Recibisteis la noticia de que el 18 de octubre el Santo Padre me recibió en audiencia. ¡Qué bien se está con el Papa! Manifestó su afecto y su agradecimiento a la Prelatura por la labor apostólica que realiza en todo el mundo. Un motivo más, hijas e hijos míos, para que no aflojemos en la oración por su persona, sus intenciones, sus colaboradores. Hace pocos días leíamos en una de las lecturas de la Misa cómo Aarón y Jur sostuvieron los brazos de Moisés desde la mañana hasta la noche, para que el guía de Israel pudiera interceder sin cansancio por su pueblo. Es tarea nuestra y de todos los cristianos sostener al Romano Pontífice, con nuestra oración y con nuestras mortificaciones, en el cumplimiento de la misión que Jesucristo le ha encomendado en la Iglesia.

El próximo día 22 se cumple un nuevo aniversario de cuando san Josemaría, durante la travesía de los Pirineos en 1937, encontró la rosa de Rialp. Ocurrió en la jornada siguiente a la fiesta de la Presentación de Nuestra Señora, y nuestro Padre interpretó aquel hallazgo como una señal de que el Cielo quería que continuase su camino, para seguir desarrollando libremente su ministerio sacerdotal en lugares donde se respetaba la libertad religiosa: otra invitación de la Virgen a que la tratemos más.

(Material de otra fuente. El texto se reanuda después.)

Issue #3162, opened 2014-10-14
Vocabulary fields


aaronschachter:
All user facing vocabularies need the following fields added:
- [x] `field_image_campaign_cover`
- [x] `field_subtitle`
- [x] `field_video`
- [x] `field_partners`
- [x] `field_facts`
- [x] `field_intro_title`

mikefantini:
@aaronschachter we also need:
- title
- facts

aaronschachter:
For title, we'll just be using the Term name.  Does Fact appear on every vocabulary?

aaronschachter:
@mikefantini Confirming: Assuming we want to display the Partner modals (e.g. Why we <3 Toyota) as well? with the video/image/copy fields?

mikefantini:
@aaronschachter let's start with facts just on cause and issue for now.

and yeah we'll want the partner modals on collections that have partners. If you want we can just add that to the campaign collection vocabulary and then add it to other vocabularies as needed.

I could see us wanting it for issue and holiday as well potentially.

mikefantini:
Facts should be listed immediately after the display of campaigns. They should be under the header Facts About [Title].

The display of these facts should use this style: http://neue.dosomething.org/#typography---unordered-lists.

We should also have the Sources animation that we use on the action page and on facts pages.

mikefantini:
@aaronschachter design team wants there to be a field_intro_title for these to break up page a little bit so that it's not just full bleed image above our campaign tiles. can you add this to the fields needed above?

aaronschachter:
We can add it, but there's always going to be a description in the text, which would prevent said situation...

mikefantini:
right sorry they wanted this purple header to further break up the page. The 1-2 lines of text between the header and the campaigns didn't feel like enough.

PR #3201, opened 2014-10-20
Taxonomy Term partners

aaronschachter:
- Adds `field_partners` field collection to Cause, Issue, and Action Type vocabularies
- Refactors `dosomething_taxonomy_get_partners_data` to expect the `field_partners` field array, instead of a node, allowing a taxonomy term to call the function as well (Refs #3162)
- Adds `paraneue_dosomething_get_sponsor_logos` helper function to return the `sponsor_logos` template from given `$partners_data` array (as returned by `dosomething_taxonomy_get_partners_data`)

Some of this PR works towards moving all Partners preprocessing to the  `dosomething_taxonomy_get_partners_data`, which is used by Campaigns and now Taxonomy Terms in order to start DRY.  ~~An ongoing todo has been to refactor the `node--campaign-group.tpl.php` to use the same `sponsor_logos` template.~~

^^^
**UPDATE** Refactors `campaign_group` to also use the same `sponsor_logos` theme function.


lib/modules/dosomething/dosomething_taxonomy/dosomething_taxonomy.module
```diff
@@ -105,22 +105,18 @@ function dosomething_taxonomy_get_campaigns($tid) {
...
-  $logo_style = 'wmax-423px';
+  // Intialize return array.
+  $partners = array();
 
   // Loop through field collection items.
-  foreach ($wrapper->field_partners->value() as $delta => $item) {
+  foreach ($field_partners as $delta => $item) {
 
-    $fc_item = entity_metadata_wrapper('field_collection_item', $item);
+    $fc_item = entity_metadata_wrapper('field_collection_item', $item['value']);
```
sergiitk, line 121: It's better to make a check like `if (empty($item['value'])) { continue; }` here.

lib/modules/dosomething/dosomething_taxonomy/dosomething_taxonomy.module
```diff
@@ -180,8 +179,8 @@ function dosomething_taxonomy_get_partners_vars($nid) {
   $info_count = 0;
 
   // Loop through field collection items.
-  foreach ($wrapper->field_partners->value() as $delta => $item) {
-    $fc_item = entity_metadata_wrapper('field_collection_item', $item);
+  foreach ($field_partners as $delta => $item) {
+    $fc_item = entity_metadata_wrapper('field_collection_item', $item['value']);
```
sergiitk, line 188: And here.

lib/themes/dosomething/paraneue_dosomething/includes/helpers.inc
```diff
@@ -88,3 +88,28 @@ function paraneue_dosomething_get_social_networks() {
...
+      $sponsors[$delta]['name'] = $partner['name'];
+      $sponsors[$delta]['logo_url'] = $partner['logo']['url']['default'];
+    }
+  }
+  if (!empty($sponsors)) {
+    return theme('sponsor_logos', array(
+      'sponsors' => $sponsors,
+    ));
+  }
+  return NULL;
```
sergiitk: Should be a string, e.g. `''`.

Seguid rezando por mis intenciones. En estos días, encomendad especialmente a los hermanos vuestros que el día 9 recibirán el diaconado. Preparémonos para la solemnidad de Cristo Rey con la esperanza y el optimismo que la meditación de las verdades eternas hace crecer en nuestros corazones. Y demos gracias a Nuestro Señor por el nuevo aniversario de la erección pontificia de la Prelatura del Opus Dei, el próximo día 28.